Office for Registration of Medicinal Products

The Office for Registration of Medicinal Products, Medical Devices and Biocidal Products handles all matters relating to:

  • Marketing authorisation for medicinal products.
  • Marketing and use of products.
  • Marketing authorisation, making available on the market and use of biocidal products.
  • Clinical trials, including veterinary clinical trials.

MEDICINAL PRODUCTS

Medicinal products can only be placed on the market after the competent authority has issued the relevant decision on the marketing authorisation of the medicinal product.
Before issuing such a decision, the competent authority examines whether the medicinal product is of sufficient quality, safe and effective. The assessment shall be made on the basis of the application submitted by the marketing authorisation holder and the documentation attached to it.
The relevant decision-making bodies are the President of the Registration Office and the European Commission.
The decision on the marketing authorisation of medicinal products registered through the national procedure, the mutual recognition procedure and the decentralised procedure is issued by the President of the Registration Office.
The European Commission issues a marketing authorisation for medicinal products registered via the centralised procedure.

MEDICAL DEVICES

Before being placed on the market, Medical Devices must be notified by means of a notification or notification. Notification is required for Medical Devices that are being introduced into the European Union for the first time. The notification shall be made by the manufacturer of the Medical Device, if established within the EU, or by the authorised representative, if the manufacturer is outside the EU. Notification is made by the importer or distributor.

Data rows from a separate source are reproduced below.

PR #3504, opened 2022-08-29
iOS email attachments

dirkhh:

- [x] Functional change

This includes a few cleanups for our iOS builds, but the main focus is the objC++ code to natively send email.
Now we can send support emails with the log files as attachments - just like we've been doing on Android for a while.

objC++ is yet another programming language that I DO NOT SPEAK but try to write code in. So this code is likely horrible (and it is to some extend borrowed from a discussion in the Qt Forums). But the good news is that it appears to work in my tests on an iPhone and an iPad.

### Changes made:

- create a helper class in C++ and instantiate when the QMLManager is created
- create an ObjC++ class that talks to the Controller View and deals with sending an email

### Release note:

done

### Mentions:

@bstoeger @atdotde  I don't think you know ObjC++ any more than I do... but just in case

### DIFF
--- a/ios/ios-share.h
+++ b/ios/ios-share.h
@@ -1,0 +1,18 @@
+// SPDX-License-Identifier: GPL-2.0
+#ifndef IOSSHARE_H
+#define IOSSHARE_H
+
+// onlt Qt headers and data structures allowed here
+#include <QString>
+
+class IosShare {
+public:
+	IosShare();
+	~IosShare();
+	void supportEmail(const QString &firstPath, const QString &secondPath);
+	void shareViaEmail(const QString &subject, const QString &recipient, const QString &body, const QString &firstPath, const QString &secondPath);
+private:
+	void *self;
+};
+
+#endif /* IOSSHARE_H */
--- a/ios/ios-share.mm
+++ b/ios/ios-share.mm
@@ -1,0 +1,114 @@
+// SPDX-License-Identifier: GPL-2.0
+//
+// this code was inspired by the discussions in
+// https://forum.qt.io/topic/88297/native-objective-c-calls-from-cpp-qt-ios-email-call
+
+// this include file only has the C++/Qt headers that can be used from C++
+#include "ios-share.h"
+
+// these are the required ObjC++ headers
+#import <Foundation/Foundation.h>
+#import <Foundation/NSString.h>
+#import <UIKit/UIKit.h>
+#import <MessageUI/MessageUI.h>
+
+// declare an ObjC++ class that will interact with the mail controller
+// that second member that is called when the mail app is finished is critical for this to work
+@interface IosShareObject : UIViewController  <MFMailComposeViewControllerDelegate>
+{
+}
+- (void)shareViaEmail:(const QString &) subject :(const QString &) recipient :(const QString &) body :(const QString &) firstPath :(const QString &) secondPath;
+- (void)mailComposeController:(MFMailComposeViewController *)controller didFinishWithResult:(MFMailComposeResult)result error:(nullable NSError *)error;
+@end
+
+@implementation IosShareObject
+// first, inside the implementation of the ObjC++ class, implement the Qt class
+IosShare::IosShare() : self(NULL) {
+	// call init to ensure that the ObjC++ object is instantiated, which in return
+	// apparently sets up the Controller
+	self = [ [IosShareObject alloc] init];
+}
+
+IosShare::~IosShare() {
+	[(id)self dealloc];
+}
+
+// simplified method that fills subject, recipient, and body for support emails
+void IosShare::supportEmail(const QString &firstPath, const QString &secondPath) {
+	QString subject("Subsurface-mobile support request");
+	QString recipient("in-app-support@subsurface-divelog.org");
+	QString body("Please describe your issue here and keep the attached logs.\n\n\n\n");
+	shareViaEmail(subject, recipient, body, firstPath, secondPath);
+}
+
+void IosShare::shareViaEmail(const QString &subject, const QString &recipient, const QString &body, const QString &firstPath, const QString &secondPath) {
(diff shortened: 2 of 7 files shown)


ios/ios-share.h
```diff
@@ -0,0 +1,20 @@
+// SPDX-License-Identifier: GPL-2.0
+#ifndef IOSSHARE_H
+#define IOSSHARE_H
+
+// onlt Qt headers and data structures allowed here
+#include <QString>
+#include <QObject>
+
+class IosShare : QObject {
```
bstoeger: Why must this be a QObject? It uses neither signals nor slots.

ios/ios-share.mm
```diff
@@ -0,0 +1,118 @@
...
+- (void)shareViaEmail:(const QString &) subject :(const QString &) recipient :(const QString &) body :(const QString &) firstPath :(const QString &) secondPath;
+- (void)mailComposeController:(MFMailComposeViewController *)controller didFinishWithResult:(MFMailComposeResult)result error:(nullable NSError *)error;
+@end
+
+@implementation IosShareObject
+// first, inside the implementation of the ObjC++ class, implement the Qt class
+IosShare::IosShare(QObject *parent) : QObject(parent), self(NULL) {
+	// call init to ensure that the ObjC++ object is instantiated, which in return
+	// apparently sets up the Controller
+	init();
```
bstoeger: What's the point of an separate init() function? The constructor is supposed to construct the object, so it is perfectly idiomatic to do initialization work in the constructor.

ios/ios-share.h
```diff
@@ -0,0 +1,20 @@
...
+public:
+	IosShare(QObject *parent);
+	~IosShare(void);
```
bstoeger: Declaring functions with `(void)` works for compatibility reasons, but is actually very weird in C++. This comes from the bad old times of K&R C where you didn't declare full function signatures.`int f();` meant `f` is a function returning int, but you don't say which arguments it has, because that would let the compiler help you and we don't want that (or rather we couldn't do that in 32KB of RAM). So later they had to introduce `int f(void)` to explicitly say that the function takes no arguments. However, in C++ you *must* declare functions, because the compiler must know whether arguments are passed by value or by reference [e.g. `int f(int i)` vs. `int f(int &i)`]. Thus, `int f()` became the idiomatic (and logical!) way of declaring a function without arguments.

mobile-widgets/qmlmanager.cpp
```diff
@@ -242,6 +241,8 @@ QMLManager::QMLManager() :
 	// on iOS we should save the data to the DocumentsLocation so it becomes accessible to the user
 	QStringList fileLocations =
 		QStandardPaths::standardLocations(QStandardPaths::DocumentsLocation);
+	// create the object that we use to send emails
+	iosshare = new IosShare(this);
```
bstoeger: What's the point of allocating this? Why not make it a simple sub-object of QMLManager? Can it only be allocated later?

If you really want to allocate it, make it a `unique_ptr<IosShare> iosshare` and allocate with `iosshare = std::make_unique<IosShare>();`. Thus, it will be automatically deleted when it goes out of scope (e.g. in the destructor).

mobile-widgets/qmlmanager.cpp
```diff
@@ -598,6 +608,9 @@ QMLManager::~QMLManager()
 #if defined(Q_OS_ANDROID) || defined(Q_OS_IOS)
 	if (appLogFileOpen)
 		appLogFile.close();
+#endif
+#if defined (Q_OS_IOS)
+	delete iosshare;
```
bstoeger: Not needed if using a subobject or a unique_ptr.

bstoeger (commented):
I had to use ObjC once ca. 25 years ago and even then I felt that it was a completely ridiculous Frankenstein's monster thing. Sorry, I cannot help you there. The C++ part of this PR is maybe a bit clumsy, so a few comments/questions/suggestions on that.

ios/ios-share.h
dirkhh: it doesn't. good catch. somewhere between attempt 15 and 31 I was trying to follow some advice about ensuring that there was a valid window associated with the object... that didn't work, but making this class derived from QObject was part of playing with this. Removed.

ios/ios-share.mm
dirkhh: Similar but different to the last response - this was part of trying to get the C++ object to correctly initialize and create the ObjC++ stuff that we need. Let me remove this and try again and see if this is just a leftover from something that I experimented with, or if this is part of the oddities that were actually needed to get this to work 🤷🏼‍♂️

Edited to add: ... and indeed, this, too, is just leftover nonsense.
Good Catch Number Two!

ios/ios-share.h
dirkhh: cut and paste from an example 😇
fixed.

mobile-widgets/qmlmanager.cpp
dirkhh: First I allocated it the support email creation function (and that's where it couldn't be a simple sub-object because it would be deleted before we were done with it) - but that caused us to have multiple instances of it if you tried to send email more than once and that caused Bad Things to happen. So I moved this in the constructor. But I guess here it makes more sense to just use a sub-object...
Simpler, and less code.
Good Catch Number Three

mobile-widgets/qmlmanager.cpp
dirkhh: nor when just using a sub-object

dirkhh:
Thanks for an excellent set of recommendations. This is why I love getting my code reviewed.
When I bang my head against something for a week or more and finally have something that works, it's hard to then go back and try which of the odd things I tried in the process were critical to get it working, and which were failed attempts and things that need to be re-evaluated.
Much appreciated.

dirkhh:
I think I'll merge as is - I want to use this as the basis for some additional work to finally get the people who hate the cloud off my back...

PR #3505, opened 2022-08-30
Floating point comparisons

bstoeger:

- [ ] Bug fix
- [ ] Functional change
- [ ] New feature
- [x] Code cleanup
- [ ] Build system change
- [ ] Documentation change
- [ ] Language translation

Some cleanups concerning the floating point comparisons. Notably, comparisons with 0 were broken. Generally, I think it is wrong to assume that generic absolute or relative thresholds always work and each case should be considered by itself.

### Changes made:

1) Create a new function for 0-comparisons.
2) Turn macro into inline function.
3) Move into new floating point header.

### Release note:

Not needed.
### Documentation change:

Not needed.


dirkhh (approved):
that seems great to me. I don't know if Robert is around - he hasn't responded to any of the pings, so I'd be willing to merge this once the builds pass.

bstoeger:
Note: completely untested!

dirkhh:
> Note: completely untested!

Well, some of this should be exercised by our tests here in the CI/CD, but I am well aware that this is not nearly enough.
Staring at the code I cannot see how that could cause issues, but that's not the same thing as rigorous testing...

atdotde:
Thumbs up. Sorry for not properly reacting: I am on a camp ground in southern France with extremely limited internet.

PR #3590, opened 2023-02-07
ci: bring Snap USNs back

Saviq:

- [ ] Bug fix
- [ ] Functional change
- [ ] New feature
- [ ] Code cleanup
- [x] Build system change
- [ ] Documentation change
- [ ] Language translation

Ref. https://bugs.launchpad.net/snapstore-server/+bug/2004008

While that gets resolved, ignore the extra packages when checking for security notices.

### Changes made:
Use the `--ignore-pockets` from review-tools `edge` channel to skip security fixes unavailable to the build system.

### Mentions:
@dirkhh this brings back the security checks / rebuilds. I will drop the `--edge` when that becomes available on stable. Note that i386 isn't built since 5.0.8, I wonder if we should unlist it from the store?


dirkhh (approved):
seems reasonable 
remind me why i386 is no longer built?

Saviq:
> remind me why i386 is no longer built?

(Full) i386 support was dropped before Ubuntu 20.04. There's only partial support left: https://wiki.ubuntu.com/i386.

dirkhh:
Ah, that makes sense. Then we should indeed just simply stop mentioning that.

PR #3593, opened 2023-02-09
Improve accuracy of the 'unlikely dive gas' warning.

mikeller:

- [ ] Bug fix
- [ ] Functional change
- [ ] New feature
- [x] Code cleanup
- [ ] Build system change
- [ ] Documentation change
- [ ] Language translation

Change the values supplied in the warning to be fractions. This is what is actually reported by libdivecomputer. The currently used thousandths are hard to interpret for users, as they are only used internally in Subsurface.

### Changes made:

1) changed 'unlikely dive gas' warnings to list the gases in the same format as libdivecomputer.

### Mentions:


atdotde (approved):
Makes sense since the float is the original value as obtained from libdivecomputer and in this case, the ints are derived values.

dirkhh (approved):
Agreed, this makes more sense from a user perspective.

PR #3595, opened 2023-02-12
cleanup: redo event-name code [+small bugfix]

bstoeger:

- [ ] Bug fix
- [ ] Functional change
- [ ] New feature
- [x] Code cleanup
- [ ] Build system change
- [ ] Documentation change
- [ ] Language translation

While polishing the profile code, the event-name code always annoyed me. It was splattered all over the place, accessed global variables, leaked on exit, etc. This collects all the code in one place, rewrites it in C++ and provides a C-only interface.

To see why C++ is preferable here, compare
```
void remember_event(const char *eventname)		
{		
	int i = 0, len;		

	if (!eventname || (len = strlen(eventname)) == 0)		
		return;		
	while (i < evn_used) {		
		if (!strncmp(eventname, ev_namelist[i].ev_name, len))		
			return;		
		i++;		
	}		
	if (evn_used == evn_allocated) {		
		evn_allocated += 10;		
		ev_namelist = realloc(ev_namelist, evn_allocated * sizeof(struct ev_select));		
		if (!ev_namelist)		
			/* we are screwed, but let's just bail out */		
			return;		
	}		
	ev_namelist[evn_used].ev_name = strdup(eventname);		
	ev_namelist[evn_used].plot_ev = true;		
	evn_used++;		
}
```
to
```
extern "C" void remember_event_name(const char *eventname)
{
	if (empty_string(eventname))
		return;
	if (std::find(event_names.begin(), event_names.end(), eventname) != event_names.end())
		return;
	event_names.push_back({ eventname, true });
}
```

The second commit fixes a bug, which was introduced during undoification of the event system.

### Release note:

Probably not necessary, bug is too obscure.

### Mentions:

@dirkhh: this is a short one and should be easy to review.

### DIFF
--- a/Subsurface-mobile.pro
+++ b/Subsurface-mobile.pro
@@ -51,6 +51,7 @@ SOURCES += subsurface-mobile-main.cpp \
 	core/divecomputer.c \
 	core/divefilter.cpp \
 	core/event.c \
+	core/eventname.cpp \
 	core/filterconstraint.cpp \
 	core/filterpreset.cpp \
 	core/divelist.c \
@@ -200,6 +201,7 @@ HEADERS += \
 	core/dive.h \
 	core/divecomputer.h \
 	core/event.h \
+	core/eventname.h \
 	core/extradata.h \
 	core/git-access.h \
 	core/globals.h \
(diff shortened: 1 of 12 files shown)


dirkhh (approved):
I don't say this often - but yeah, the C++ code is much nicer. Well done.

That third commit does seem a bit unrelated, but whatever.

VETERINARY MEDICINAL PRODUCTS

The registration of a veterinary medicinal product is based on the evaluation of the dossier submitted by the responsible entity. The evaluation is carried out on the basis of national and EU legislation and European guidelines.
The procedure concludes with a decision by the President of the Registration Authority to authorise the marketing of a veterinary medicinal product that is safe, effective and of the correct quality.

BIOCIDES

In order to obtain an authorisation to make a biocidal product available on the market and to use it, appropriate documentation must be submitted to the Registration Office. This includes, inter alia: the application for authorisation to market the biocidal product, the content of the labelling on the packaging, the safety data sheet and reports on the effectiveness of the biocidal product against specific pathogens carried out in accordance with the product’s use and approved European standards. The staff of the Registration Office assess the documentation accompanying the application for the authorisation of biocidal products, including the assessment of the labelling of the packaging and the efficacy of the biocidal product, as well as the assessment of the physicochemical, toxicological and ecotoxicological documentation. Decisions on obtaining an authorisation to market a biocidal product are issued by the President of the Registration Office.